Florence Guillaume, déléguée interministérielle à la sécurité routière, insiste sur l'importance du respect des vitesses pour garantir la sécurité.
Il n'y a pas d'effet de suraccidentalité, dès lors que vous maîtrisez la vitesse. C'est un enjeu de fluidité de la circulation, cela vient donner un cadre. Les expérimentations ont d'ailleurs fait leurs preuves, il n'y a pas plus d'accident en interfiles.
Un cadre sécurisé pour tous
Comme un rappel ne fait jamais de mal, voici la réglementation concernant la CIF :
- Vitesse limitée : 50 km/h maximum entre les files ; 30 km/h si les voitures sont à l'arrêt.
- Itinéraires spécifiques : autorisée uniquement sur les routes et autoroutes comportant au moins deux fois deux voies séparées par un terre-plein central, où la vitesse est limitée entre 70 et 130 km/h. Une exception est faite pour le périphérique parisien, limité à 50 km/h (voir ensuite).
- Conditions de circulation : interdiction en cas de travaux, neige ou verglas, et toujours entre les deux files les plus à gauche.
Des sanctions dissuasives pour un usage responsable
Afin d'éviter les abus, le Code de la route prévoit des sanctions strictes. Les forces de l'ordre, soutenues par des dispositifs de vidéo-verbalisation, veilleront au respect des nouvelles règles. Les contrevenants s'exposent à une amende de 135 euros et à un retrait de trois points sur le permis de conduire.

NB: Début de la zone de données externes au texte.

PR #42, opened 2019-08-09
MAISTRA-745 Don't panic if ServiceInstance not found

dgn:


luksa (approved):

brian-avery (approved):

jwendell (approved):

rcernich:
Should we even try to create a listener if there's no ServiceInstance?  Can we have a gateway without a ServiceInstance?  I think not configuring a listener and emitting an error would be more appropriate.

dgn:
> Should we even try to create a listener if there's no ServiceInstance? Can we have a gateway without a ServiceInstance? I think not configuring a listener and emitting an error would be more appropriate.

Yes, I thought about that, too. Upstream just passes on `nil`, too, which is then picked up by the plugins later; I thought we should not change the behavior if not necessary.

rcernich:
I guess that's the safer option.

rcernich (approved):

knrc (approved):

PR #47, opened 2019-08-22
MAISTRA-809: Force a push if we discovery a pod with an existing conn…

knrc:
…ection

### DIFF
--- a/pilot/pkg/proxy/envoy/v2/eds.go
+++ b/pilot/pkg/proxy/envoy/v2/eds.go
@@ -501,7 +501,7 @@ func (s *DiscoveryServer) edsIncremental(version string, push *model.PushContext
 	}
 	adsLog.Infof("Cluster init time %v %s", time.Since(t0), version)
 
-	s.startPush(version, push, false, edsUpdates)
+	s.startPush(version, push, false, edsUpdates, "")
 }
 
 // WorkloadUpdate is called when workload labels/annotations are updated.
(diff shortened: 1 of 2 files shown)


pilot/pkg/proxy/envoy/v2/eds.go
```diff
@@ -521,6 +521,23 @@ func (s *DiscoveryServer) WorkloadUpdate(id string, labels map[string]string, _
...
+			// then do a full xDS push for this proxy;
+			// otherwise:
+			//   case 1: the workload has no sidecar proxy, no need xDS push at all.
+			//   case 2: the workload xDS connection has not been established,
+			//           also no need to trigger a full push here.
+			if connection.modelNode.IPAddresses[0] == id {
+				// There is a possibility that the pod comes up later than endpoint.
+				// So no endpoints add/update events after this, we should request
+				// full push immediately to speed up sidecar startup.
+				go s.startPush(versionInfo(), s.globalPushContext(), false, nil, id)
```
dgn, line 538: The upstream PR seems to be triggering a full push for the connection in this case, shouldn't we do that, too?

dgn:
This looks promising, I'm currently trying to verify that this resolves the issue

pilot/pkg/proxy/envoy/v2/eds.go
dgn: Going through the logs, it seems sufficient to do an incremental push. Missing clusters and listeners are pushed out immediately when a late pod event comes in, before a full push is triggered.

dgn:
I finally managed to get this to reproduce reliably by building with `golang==1.11`. Interestingly, when building using `golang>=1.12`, these errors happen much more rarely - but they do still happen. This was very confusing, because adding a debug statement and then building with my local golang installation (`1.12`) would cause the error rate to drop considerably. Average time to reproduction on `golang==1.11` is ~4min for me, whereas with `golang==1.12` I could only ever reproduce once after 90mins

Update: Nevermind, in attempt 3 I now have flaky reproduction again

pilot/pkg/proxy/envoy/v2/eds.go
dgn: My only request here is: if we stick with incremental push, we should adjust the comment above this line that still mentions a full push.

rcernich (approved):

dgn (approved):

pilot/pkg/proxy/envoy/v2/eds.go
dgn: Apparently this is a misunderstanding on my part about incremental vs full push

brian-avery (approved):

knrc:
Updated comments to refer to the related upstream issue and squashed

PR #48, opened 2019-08-30
MAISTRA-862 Stop leaking goroutines in MultiNamespaceListWatcher

dgn:


pkg/listwatch/listwatch.go
```diff
@@ -219,15 +219,23 @@ func (mlw *multiListerWatcher) newMultiWatch(resourceVersions map[string]string,
...
-	wg.Add(len(mlw.lwMap)+1)
+	wg.Add(1)
+
+	// result chan must be closed,
+	// once all event sender goroutines exited.
+	go func() {
+		wg.Wait()
+		close(combinedResult)
+		close(result)
+	}()
```
luksa, line 230: Why did you move this up here? If I see correctly, moving this up here makes no difference, since you're just changing the order of running two go routines. There's going to be just a small difference in when both codes run, but that shouldn't have any impact. And therefore, it's better not to move the code at all, so it's easier to see what the actual fix is.

luksa: Ah, wait. I didn't notice that the `for n, lws := range mlw.lwMap` loop was outside the goroutine...

dgn: Yeah, I had to move this up, otherwise the `Stop()` wouldn't propagate completely, because nobody's waiting for that WaitGroup

dgn:
Marking this WIP for now, I want to implement a unit test next week and then push a PR upstream as well.

dgn:
Closing as this is not the simplest solution. Will push another PR in a bit

PR #49, opened 2019-09-02
MAISTRA-862 Prevent deadlock in case of Watch() errors in subsequent List()

dgn:
If a `Watch()` would fail, the client-go Reflector would attempt to `List()` again - but as we just set the `mlw.state` to `watching`, we would enter this if-block and hit a deadlock, because `Stop()` will try to acquire the same Mutex that we're already holding. I included a test that demonstrates the problem.

This will fix the issue without too many code changes. My other PR would also work, because it explicitly triggered `Stop()` when there was an error, which would then go and change the `mlw.state`, so we would never hit this deadlock. The cleaner, more minimal solution is this one though. I will push the other changes separately.

Upstream is *not* affected by this bug, as they don't have this if-clause and the error reporting logic it is part of.


brian-avery (approved):

pkg/listwatch/listwatch.go
```diff
@@ -134,7 +134,9 @@ func (mlw *multiListerWatcher) List(options metav1.ListOptions) (runtime.Object,
 	defer mlw.lock.Unlock()
 
 	if mlw.state == watching || mlw.state == stopping {
+		mlw.lock.Unlock()
 		mlw.Stop()
+		mlw.lock.Lock()
```
luksa: Hmm, why not split `Stop()` into two functions - a `StopInternal()` which assumes the lock is already held, and `Stop()`, which acquires the lock, calls `StopInternal()` and then releases the lock.  This would allow you to call `StopInternal()` here and not have to release the lock and re-acquire it (twice). 

What  happens if something else acquires the lock in between - is there a potential bug hiding in there?

luksa (changes requested):

pkg/listwatch/listwatch.go
dgn: Good point; that way no other goroutine can slip through the cracks

dgn: Done. Thank you!

luksa (approved):

dgn:
@knrc ping

knrc (approved):

PR #50, opened 2019-09-03
WIP: Stop leaking goroutines in newMultiWatch

dgn:
This fixes a goroutine leak in cases where Watch() is called again without a new List() inbetween Watch() calls. This happens when one of the underlying watches returns a ConnectionRefused error. See https://github.com/kubernetes/client-go/blob/3fe2abece89efc7b3a2da0ff549525f20f435263/tools/cache/reflector.go#L286

Note that I stumbled upon this leak while fixing another bug; this probably has other implications, so I'll mark it WIP for now.

### DIFF
--- a/pkg/listwatch/listwatch.go
+++ b/pkg/listwatch/listwatch.go
@@ -263,6 +263,7 @@ func (mlw *multiListerWatcher) newMultiWatch(resourceVersions map[string]string,
 		o.ResourceVersion = resourceVersions[n]
 		w, err := lws.lw.Watch(*o)
 		if err != nil {
+			mlw.stopInternal()
 			return err
 		}
 
--- a/pkg/listwatch/listwatch_test.go
+++ b/pkg/listwatch/listwatch_test.go
@@ -17,6 +17,7 @@ package listwatch
 import (
 	"errors"
 	"k8s.io/api/core/v1"
+	goruntime "runtime"
 	"sync"
 	"testing"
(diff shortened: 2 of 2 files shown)


luksa:
> This happens when one of the underlying watches returns a ConnectionRefused error. 

Note that watches are also closed by the API Server every few minutes. That's another case where Watch() is called again without a new List().

pkg/listwatch/listwatch.go
```diff
@@ -262,6 +262,9 @@ func (mlw *multiListerWatcher) newMultiWatch(resourceVersions map[string]string,
 		o.ResourceVersion = resourceVersions[n]
 		w, err := lws.lw.Watch(*o)
 		if err != nil {
+			mlw.lock.Unlock()
+			mlw.Stop()
+			mlw.lock.Lock()
```
luksa: Same comment as in #49 (don't unlock; call StopInternal() instead)

dgn: Applied the same change. Thanks!

dgn:
> > This happens when one of the underlying watches returns a ConnectionRefused error.
> 
> Note that watches are also closed by the API Server every few minutes. That's another case where Watch() is called again without a new List().

That's correct, but the leak is only triggered when Watch() fails and is not followed by either a call to Stop() or List(). The reflector will in fact call Stop() before calling Watch() again in that case.

PR #51, opened 2019-09-05
MAISTRA-1012 Refactor MemberRollController to be more efficient and less verbose

dgn:
Where previously every component that registered with the controller would add its own handler to the memberRollInformer, we now have a single handler that then broadcasts changes (if there are any) to all registered MemberRollListeners. This reduces some overhead because code paths in the
controller are only executed once instead of n times for every registered component. It also now only logs the namespace update once instead of n times.

### DIFF
--- a/pkg/servicemesh/controller/controller.go
+++ b/pkg/servicemesh/controller/controller.go
@@ -2,7 +2,6 @@ package controller
 
 import (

La circulation reste un défi majeur, surtout dans les grandes agglomérations, comme le montre une étude d'Inrix qui classe Paris parmi les villes les plus embouteillées au monde (6e, 2nd en Europe derrière Londres), avec une moyenne de 97 heures perdues chaque année. L'abaissement de la vitesse à 50 km/h sur le périphérique parisien en octobre dernier avait rendu l'interfiles impossible, car cette pratique était réservée aux routes à vitesse inférieure à 70 km/h. Une bonne nouvelle n'arrivant jamais seule, un décret paru au Journal officiel le 9 janvier précise que cette règle s'applique désormais également aux routes dont la vitesse est localement réduite par décision de l'autorité de police de la circulation, comme c'est le cas pour le périphérique parisien.
"Le bon sens a gagné", titre la FFMC
La Fédération Française des Motards en Colère (FFMC), qui milite depuis des décennies pour la reconnaissance de cette pratique, salue cette décision. "Après 26 ans de combat, le bon sens a enfin triomphé. Nous ne serons plus verbalisés pour une habitude qui facilite le quotidien et contribue à la mobilité urbaine", déclare Jean-Marc Beloti, coordinateur de la FFMC.
En généralisant la circulation interfiles, la France se modernise et rejoint les pays ayant déjà encadré cette pratique. Cette évolution, fruit d'une longue lutte, marque une étape décisive vers un partage plus harmonieux de la route. Aux motards désormais de respecter ces règles pour profiter pleinement de cette victoire. Le mot d'ordre : fluidité, sécurité et cohabitation sereine entre tous les usagers.